→ **What you will do**
Each record below needs to be written out exactly as it reads.

[Opening Records for this exercise section]

PR #2147, opened 2020-03-15
ALL: Pause Token

henke37:
This PR introduces a new system for managing the pause counter in engines. By using RAII errors with forgotten or duplicate calls to `Engine::pause` wont happen.

In particular, this appears to solve the issue in PINK where opening the save and load dialogs from the menu fails to correctly resume the engine.

### DIFF
--- a/backends/events/default/default-events.cpp
+++ b/backends/events/default/default-events.cpp
@@ -171,12 +171,11 @@ bool DefaultEventManager::pollEvent(Common::Event &event) {
 #endif
 	case Common::EVENT_RTL:
 		if (ConfMan.getBool("confirm_exit")) {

[Closing Records for this exercise section]

→ **Output for this task**
PR #2147, opened 2020-03-15
ALL: Pause Token

henke37:
This PR introduces a new system for managing the pause counter in engines. By using RAII errors with forgotten or duplicate calls to `Engine::pause` wont happen.

In particular, this appears to solve the issue in PINK where opening the save and load dialogs from the menu fails to correctly resume the engine.

### DIFF
--- a/backends/events/default/default-events.cpp
+++ b/backends/events/default/default-events.cpp
@@ -171,12 +171,11 @@ bool DefaultEventManager::pollEvent(Common::Event &event) {
 #endif
 	case Common::EVENT_RTL:
 		if (ConfMan.getBool("confirm_exit")) {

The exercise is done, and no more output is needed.